The loaves are really tasty so far while still warm and I bet the sour will be more pronounced when completely cooled. Here you can see all four loaves. Guess which ones were underproofed?

All four loaves

 I know Nancy Silverton in her book on the Breads of La Brea Bakery talked about perfectly proofed loaves blooming in color and smell etc. If you can catch them at the right moment…there is nothing quite like a sourdough proofed to perfection. Just keep trying. This was a promising firs bake with this starter, I will have another go at it soon.

SF number 3 crumb

YUM,YUM! More Sourdough Biscuits!

I made up some new sourdough biscuits in response to a customer who wanted to bake up some sourdough biscuits. I have the one recipe posted on my sourdough site but some people have trouble following the directions….so…here is another one! This is an easy one and the biscuits come out fluffy and light.

The night before you are planning to bake biscuits for breakfast, add together in a large bowl :

1 cup sourdough starter

2 cups milk (1/2 & 1/2 is best)

1/4 cup melted butter(don’t pour in while still hot) or oil

2 cups all purpose flour

Stir well and cover lightly, leave overnight at room temperature.

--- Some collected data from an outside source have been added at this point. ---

PR #104, opened 2022-04-09
Add insiders release

michaellzc:
This is currently live at https://github.com/sourcegraph/deploy-sourcegraph-helm-fork/tree/gh-pages/insiders

try it out

```sh
helm repo add sg-fork-nightly https://sourcegraph.github.io/deploy-sourcegraph-helm-fork/insiders
helm search repo -l sg-fork --devel
```

## Notes

Ideally, we want to publish insiders build in a different git repo, but it's currently not possible with `chart-releaser`. Its implementation does not respect the configured `git-repo` and `owner` when interacting with `index.yaml` in `cr index`, these two flags are only used during the `cr upload` process.

Also, prior to merging this PR, we need to manually upload the initial `index.yaml`. I think something must change recently and caused such weird behaviour. Follow the step below

```sh
cr package charts/sourcegraph --config insiders-config.yaml
cr package charts/sourcegraph-migrator --config insiders-config.yaml
export CR_TOKEN="<GH_TOKEN>" # https://start.1password.com/open/i?a=HEDEDSLHPBFGRBTKAKJWE23XX4&v=dnrhbauihkhjs5ag6vszsme45a&i=7s46bqcnl5hxzbutupu44va7gu&h=team-sourcegraph.1password.com
cr upload --config insiders-config.yaml
mkdir -p insiders
cr index --config insiders-config.yaml
```

Manually upload the `insiders/index.yaml` to the `gh-pages` branch.

## More notes

I really don't like this approach and feel really hacky to me. Also, the release page is not pretty https://github.com/sourcegraph/deploy-sourcegraph-helm-fork/releases

An alternative would be moving the chart repo to a GCS bucket, and we can just copy and paste whatever linked is doing

- https://github.com/linkerd/linkerd2/blob/main/.github/workflows/release.yml#L353
- https://github.com/linkerd/linkerd2/blob/main/.github/actions/helm-publish/action.yml

### Checklist

- [ ] Follow the [manual testing process](https://github.com/sourcegraph/deploy-sourcegraph-helm/blob/main/TEST.md)

### Test plan

see pr description

PR #112, opened 2022-04-21
Set up publishing to GCS

caugustus-sourcegraph:
Modification of https://github.com/sourcegraph/deploy-sourcegraph-helm/pull/104, to publish to GCS instead of github pages.

This configuration has not been tested (blocked waiting for some other changes), so there may be quite a few changes required. However, I'd like to get feedback on the overall structure/approach in the meantime.

In particular:
- Having separate workflow files for insiders vs releases. They're mostly identical, but it seems better to keep them separate instead of adding complicated conditional logic. Any concerns?
- Charts will be published to helm.sourcegraph.com/insiders and helm.sourcegraph.com/release. These will be used during the `helm repo add` commands. The names feel awkward to me - suggestions? `edge` and `stable` don't seem bad (copying from the linkerd2 setup @michaellzc mentioned before).
- Same as #104, on insiders builds every chart will be published even if there's no change. Maybe it's a problem we defer and fix later, if at all?
 
### Checklist

### Test plan

Confirm releases and main commits get published to the GCS bucket.


michaellzc:
> Having separate workflow files for insiders vs releases. They're mostly identical, but it seems better to keep them separate instead of adding complicated conditional logic. Any concerns?
LGTM

> Charts will be published to helm.sourcegraph.com/insiders and helm.sourcegraph.com/release. These will be used during the helm repo add commands. The names feel awkward to me - suggestions?

`insiders` sounds like a type of `release`, and we use `release` to reference the stable release. However, it's worth noting that we don't really have the concept of a "stable" release or multiple release channels in Sourcegraph, it's just a monthly branch cut. So I think we can just keep it the way it is right now.

> Same as https://github.com/sourcegraph/deploy-sourcegraph-helm/pull/104, on insiders builds every chart will be published even if there's no change. Maybe it's a problem we defer and fix later, if at all?

Yeah, I don't think it's worth putting too much thought into it right now.

michaellzc (approved):
lgtm

I like the idea of using https://github.com/hayorov/helm-gcs so we don't have to handle the "sync" logic on our own using gsutil.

Next morning add together in another bowl :

2 cups all purpose flour

1 Tablespoon sugar

2 teaspoons salt

1 Tablespoon baking powder

1 teaspoon baking soda

Stir all of the dry ingredients and add the dry ingredients all at once to the large bowl of starter mixture. Mix together and pour out onto a well floured surface. Knead enough times to make the dough workable and keep the dough ball covered in flour on the outside but don’t knead in so much flour because you want the dough to be still sticky in the middle. Gather up the dough making sure there is enough flour on the top and bottom and roll out 1/2 inch thick dough. Using a 3″ biscuit cutter cut out the biscuits and flatten them slightly when you place them on a greased baking sheet. This makes about 18 large biscuits. Let your pan sit for about 1/2 hour – 1 hour and then pop into a 400F oven (you can pop them in right away if you don’t want to wait ) and bake for 18 minutes, turning the pan halfway. Your biscuits should look like this:

biscuits

more biscuits

biscuits with butter

If you want your biscuits to sit up higher, knead in a little more flour so they are a little stiffer, and don’t flatten slightly when placed in the pan. What flattening them does is to help them be less dense and more feathery soft inside. You can brush melted butter over the tops if you like and serve hot! 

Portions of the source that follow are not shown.